No surprise here. Council voted yesterday to increase fares by 25 cents to $2.75 for adults and $2.00 for seniors and youths. Council had originally floated the idea of raising seniors’ fares to $2.75. Councillor Tony Mancini unsuccessfully argued they should stay at $1.75.
Pam Berman’s story on the fare increase also gets into the question of whether or not to charge a fee at the park-and-ride lots:
On Tuesday, council rejected a staff recommendation to look into charging fees at all park-and-ride lots.
But Coun. Waye Mason thinks the vote should be reconsidered to allow for a study of certain lots.
He pointed out that the park and ride at the Woodside Ferry Terminal is frequently filled with students from the nearby waterfront campus of the Nova Scotia Community College. There is no fee to park at that terminal, while NSCC students must pay to use their campus lot.
The lots (at least the ones I’ve seen) have video surveillance. Can it be that hard to enforce the rules against parking there all day if you’re not taking the bus?
Some councillors said it would be short-sighted not to add the active transportation trail along the expressway.

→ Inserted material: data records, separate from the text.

PR #4425, opened 2024-01-12
Make seconds of Time_t 64bit

### LINKED ISSUE #4365: Update DDS::Time_t and DDS::Duration_t for 64bit
The OMG DDS issue for 64bit time has a comment that the RTF agreed to make seconds 64bit, see https://issues.omg.org/browse/DDS15-13. Would be nice when OpenDDS would support this 64bit time/duration

jwillemsen:
Fixed #4365

### DIFF
--- a/dds/DCPS/Time_Helper.inl
+++ b/dds/DCPS/Time_Helper.inl
@@ -126,7 +126,7 @@ operator>=(const DDS::Time_t& t1, const DDS::Time_t& t2)
 ACE_INLINE DDS::Time_t
 operator+(const DDS::Time_t& t1, const DDS::Duration_t& d1)
 {
-  CORBA::Long sec = static_cast<CORBA::Long>(static_cast<CORBA::ULong>(t1.sec) + static_cast<CORBA::ULong>(d1.sec));
+  CORBA::LongLong sec = t1.sec + d1.sec;
   CORBA::ULong nanosec = t1.nanosec + d1.nanosec;
 
   while (nanosec >= ACE_ONE_SECOND_IN_NSECS) {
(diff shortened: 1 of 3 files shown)


jrw972:
This will break the interoperability of applications that use `DDS::Time_t`.  We will definitely make this change for OpenDDS 4.  Can you wait for OpenDDS 4?

jwillemsen:
This could break portability, interoperability is handled by RTPS and there is another different definition on time. The risk is very small, all Time_t is created by the OpenDDS core and passed to user code where they can use it. At the moment they use Time_t as type nothing will happen, the only risk is when they use another 32bit type to store it, at that moment they would get a warning, easily fixed by changing to 64bit also or add a cast. This is a break in portability we should do asap to my idea, not wait because we maybe cause a warning somewhere for just a few users.

jrw972:
The risk is for applications that use `DDS::Time_t` like `tools/ dds/rtpsrelay/Relay.idl`.

iguessthislldo:
We have added this to [the roadmap under OpenDDS 4.0](https://github.com/OpenDDS/OpenDDS/wiki/Roadmap).

jwillemsen:
> There are `LongLong` to `Long` warnings from MSVC in:
> 
> For DataReader, DataWriter, and Replayer, it looks like this should be changed to 64 bits to match `Time_t`:
> 
> https://github.com/OpenDDS/OpenDDS/blob/bcdc249199ca63fe0d8ab4f0bfdcf97a91061a0f/dds/DCPS/DataSampleHeader.h#L160

Wouldn't updating DataSampleHeader break interoperability, I see serialization in this code, I think at RTPS layer the second field stays 32bit, correct? Something special required here?

PR #4440, opened 2024-01-23
`TransportInst::load` is unnecessary

jrw972:
Problem
-------

`TransportInst::load` is no longer necessary and can be removed.

Solution
--------

Remove `TransportInst::load`.


tests/DCPS/MultiDPTest/subscriber.cpp
```diff
@@ -110,21 +112,14 @@ void init_dcps_objects(int i)
       ACE_TCHAR nak_depth[8];
```
iguessthislldo, line 112:
```suggestion
```

iguessthislldo (changes requested):

iguessthislldo (approved):

PR #4451, opened 2024-01-30
`SedpLocalAddress` does not respect `DCPSDefaultAddress`

jrw972:
Problem
-------

`SedpLocalAddress` does not use `DCPSDefaultAddress` as a default. This prevents restricting all RTPS traffic to a specific network interface by setting `DCPSDefaultAddress`.  The user can set the local address for everyting if they can't use `DCPSDefaultAddress`.

Solution
--------

Update `SedpLocalAddress` to work like `SpdpLocalAddress`.


dds/DCPS/RTPS/RtpsDiscoveryConfig.cpp
```diff
@@ -321,9 +321,12 @@ RtpsDiscoveryConfig::sedp_multicast(bool sm)
 DCPS::NetworkAddress
 RtpsDiscoveryConfig::sedp_local_address() const
 {
+  const DCPS::NetworkAddress d1(TheServiceParticipant->default_address());
+  const DCPS::NetworkAddress d2("0.0.0.0:0");
+
   return TheServiceParticipant->config_store()->get(config_key("SEDP_LOCAL_ADDRESS").c_str(),
-                                                    DCPS::NetworkAddress::default_IPV4,
-                                                    DCPS::ConfigStoreImpl::Format_Required_Port,
+                                                    d1 ? d1 : d2,
```
mitza-oci, line 328: Why not use default_IPv4?

jrw972: Are you asking if `d2` can be initialized to `default_IPV4`?

mitza-oci: Either that or just use the expression `DCPS::NetworkAddress::default_IPV4` in place of d2 since that's what the code did before this change and it seems to be equivalent.

iguessthislldo (approved):

iguessthislldo:
The [devguide entry](https://github.com/OpenDDS/OpenDDS/blob/30553135c68a55321d9c63158879a224c04d0c3f/docs/devguide/run_time_configuration.rst#L1051) and probably the news should be updated to reflect this change.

“I would hate to see us lose an opportunity,” said Coun. David Hendsbee. “This is going to become a very busy corridor and we need the connectivity.”
Halifax planners will negotiate with provincial officials to determine whether the Burnside Expressway can be built in such a way to allow the construction of an active transportation route in the future.
5. Mental health money for vets going to… TM?

Over at Global, Alexa MacLean reports on two federal funding announcements (is there an election soon?) “to support mental health initiatives for veterans.”
Two groups are sharing $700,000 to provide mental health services. MacLean quotes veteran Bill Gard on how vets used to avoid discussing mental health challenges at all costs. Then she gets into where the money is going:
The Mental Health Foundation of Nova Scotia will use their funding to support a 12-week day treatment program called Landing Strong.
The program, which focuses on social inclusion and acceptance, is based in Windsor, N.S.
OK. What about the rest of the money?
The other program receiving support is the Canadian Women’s Wellness Initiative which offers stress-reduction training through transcendental meditation.
“TM [transcendental meditation] is very simple. You sort of go within, you settle down, you experience that quietness within and yes, it can be as effective as pharmaceuticals and medication as well but far less expensive,” Helen Creighton said, the national director of the program.
It’s not surprising that the Canadian Women’s Wellness Initiative would find TM helpful. The organization describes itself as “the women’s wing of the Transcendental Meditation organization in Canada.”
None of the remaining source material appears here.